Once the longstanding, very evil history of the US federal government and its corporate allies is understood as fact not fancy, and one knows about the Operation Northwoods plan, then when evidence of nano-thermite in World Trade Center dust is published in a peer reviewed paper, it becomes clear that the opening shot taken by the US federal government in its War OF Terror was aimed at those very towers in Manhatten on 9/11/2001. The report linking that document and other recent coverage of the 9/11 Truth Movement by non-USA national public and corporate media is available here, http://www.globalresearch.ca/index.php?context=va&aid=17624
The nano-thermite evidence clinches the Who is Responsible for me. And when combined with the fact that the Anthrax was from US military stock, the conclusion is chilling but not really unsurprising or unexpected because of the mass of history I know. It's also clear that the planning was carried out during Clinton's reign, with BushCo just executing the plan.
It's kinda hard to write much after that.
Right on, Karlof. And thanks for the link. Globalresearch is a good, serious site, but I often don't have the time to check up on them.
These tactics have been going on since the first europeans laid eyes on the "new world". Regan was just another in a long line of enablers.
I merely recounted this particular episode since it has a direct link to Chiquita. I am painfully aware of the heinous history of amerikan "interventions", particularly in nations that show signs of becoming successful socialist democracies.
Socialism, in any form, can not be allowed to succeed. It's not the sort of new world order our masters have in mind.
I have "Killing Hope" on my hard drive in my PDF book collection. "The Shock Doctrine" by Naomi Klein is also a source which informs on this subject.

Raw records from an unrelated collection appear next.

Issue #1650, opened 2021-03-02
Add IT for #1649


pawelpasterz:
This is a follow-up issue.

We should implement IT that will cover case fixed in https://github.com/Flank/flank/pull/1649

IT should cover:
* test run where at least one shard has more than 50 tests
* since this is an issue related to test result API usage android test should be enough (iOS uses legacy, XML based approach)

PR #1730, opened 2021-03-23
test: Added app with many tests

piotradamczyk5:
Relates to #1650

Tests app with many tests could be built.

It is needed for example to add IT in #1650


test_projects/android/ops.sh
```diff
@@ -23,4 +23,8 @@ function cucumber_sample_app() {
   $DIR/../../flank-scripts/bash/flankScripts assemble android app --copy --generate --artifacts=buildCucumberSampleApp
 }
 
+function many_tests_apk() {
```
jan-gogo, line 26: Do we have any good reasons for supporting shell scripts, now? Wasn't a `flank-scripts` a replacement for the shell? 

This is not a change request, I am just thinking about adding an issue for removing any `ops.sh`

jan-gogo (approved):

flank-scripts/src/main/kotlin/flank/scripts/ops/assemble/android/BuildManyTestsApk.kt
```diff
@@ -0,0 +1,29 @@
...
+
+    if (copy) copyManyTestsApk()
+}
+
+private fun copyManyTestsApk() {
+    val outputDir = Paths.get(flankFixturesTmpPath, "apk", "app_many_tests.apk")
+
+    if (!outputDir.parent.toFile().exists()) Files.createDirectories(outputDir.parent)
+
+    val assembleDirectory = Paths.get(androidTestProjectsPath, "app_many_tests", "build", "outputs", "apk", "debug", "app_many_tests.apk")
```
jan-gogo, line 27:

Surely one day we will learn to properly spell the names of other countries.
Yeah, for a couple of minutes I was wondering how the FARC all this stuff could be going on in Columbia, South Carolina-- and when they re-opened the "plantations"!
HuffPo must use an automated "edit-check" system.
· Yr Obd't Servant
Hymenaea, Quite right too; I, for one, am tired of seeing various spellings like Austria and Australia when everyone knows they are the same country.
Between the evils of Chiquita and Dole, I don't buy any bananas that are Chiquita or Dole -- which means I don't buy any bananas at all because it's danged hard to find bananas that don't have blood on them belonging to one of those two.
I'm gonna have to insist that Wilbur shop at the farmer's market and buy seasonal fruits and vegetables. Why should we eat so many bananas anyway? From now on, it's fair trade and organic produce for us. We have to help create a world where people are no longer exploited or killed for our convenience.
The famous Mister Ed
Francis the Talking Mule says you're gonig to have to add more to your list than agricultural products--a lot more.
Be real careful Mr. Ed. Both Chiquita and Dole have "USDA organic" bananas. I was buying them until I read this report. We must make sure our products come from fair trade producers and growers. They're more expensive but we're pretty sure tnat the workers are paid a living wage.
Corporations don't make it simple.
Mr. Cray,
You mentioned the word Columbia 11 times in your article. Are you referring to the country of COLOMBIA?
Yes, I think so. Remember that Plan Colombia was hatched in the District of Columbia.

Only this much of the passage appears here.